Start of Block

PR #715, opened 2017-08-10
Add "griddleConnect" to help avoid store conflicts

ryanlanciaux:
## Griddle major version
1

This adds a griddle specific connect and storeName prop that all of the container components in Griddle can use (it will be on the module as well when this PR is more finalized).

## Why these changes are made
The thinking here is that it would be nice to use Griddle inside of apps that also are using redux and not have store conflicts with custom components, etc.

## Are there tests?
story for now

### DIFF
--- a/src/components/griddleConnect.js
+++ b/src/components/griddleConnect.js
@@ -1,0 +1,20 @@
+import React from 'react';
+import PropTypes from 'prop-types';
+import { connect } from 'react-redux-custom-store';
+import getContext from 'recompose/getContext';
+
+
+const griddleConnect = (...connectOptions) => OriginalComponent => class extends React.Component {
+  static contextTypes = {
+    storeName: PropTypes.string,
+  }
+
+  render() {
+    console.log(this.context.storeName)
+    const ConnectedComponent = connect(...connectOptions)(OriginalComponent, this.context.storeName);
+
+    return <ConnectedComponent {...this.props}/>
+  }
+}
+
+export { griddleConnect as connect }
--- a/package.json
+++ b/package.json
@@ -64,7 +64,7 @@
     "lodash": "^4.17.4",
     "max-safe-integer": "^1.0.0",
     "prop-types": "^15.5.8",
-    "react-redux": "^5.0.2",
+    "react-redux": "^5.0.6",
     "react-redux-custom-store": "^1.0.0",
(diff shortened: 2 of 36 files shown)


StevenTCramer:
This will be a big help for us.  If we can get this through.  

Thanks!  Pizza Pizza.

ryanlanciaux:
I think this is okay to keep as 1.x.0 instead of 2.0.0 -- per discussion you have to specify a new store name to change the default behavior from what it was.

Any thoughts on all this would be greatly appreciated.

centerwork:
I really could use this too.

src/components/griddleConnect.js
```diff
@@ -0,0 +1,20 @@
+import React from 'react';
+import PropTypes from 'prop-types';
+import { connect } from 'react-redux-custom-store';
+import getContext from 'recompose/getContext';
```
ryanlanciaux: Ahh yea it is unused :D

ryanlanciaux:
Totally agree about the placement of it under components being weird -- I'll move this around. I will have to look more into the patch for createProvider and see if it's something that could be done simply without that 3rd party library

sww314:
Not sure how it is done under the covers but redux-form has a good dev experience for connection to the Redux store.

dahlbyk:
> I will have to look more into the patch for createProvider and see if it's something that could be done simply without that 3rd party library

End of Block

§ Your instructions:
From the entries above, copy every line that holds the word "redux".

§ Response area:
The thinking here is that it would be nice to use Griddle inside of apps that also are using redux and not have store conflicts with custom components, etc.
+import { connect } from 'react-redux-custom-store';
-    "react-redux": "^5.0.2",
+    "react-redux": "^5.0.6",
     "react-redux-custom-store": "^1.0.0",
+import { connect } from 'react-redux-custom-store';
Not sure how it is done under the covers but redux-form has a good dev experience for connection to the Redux store.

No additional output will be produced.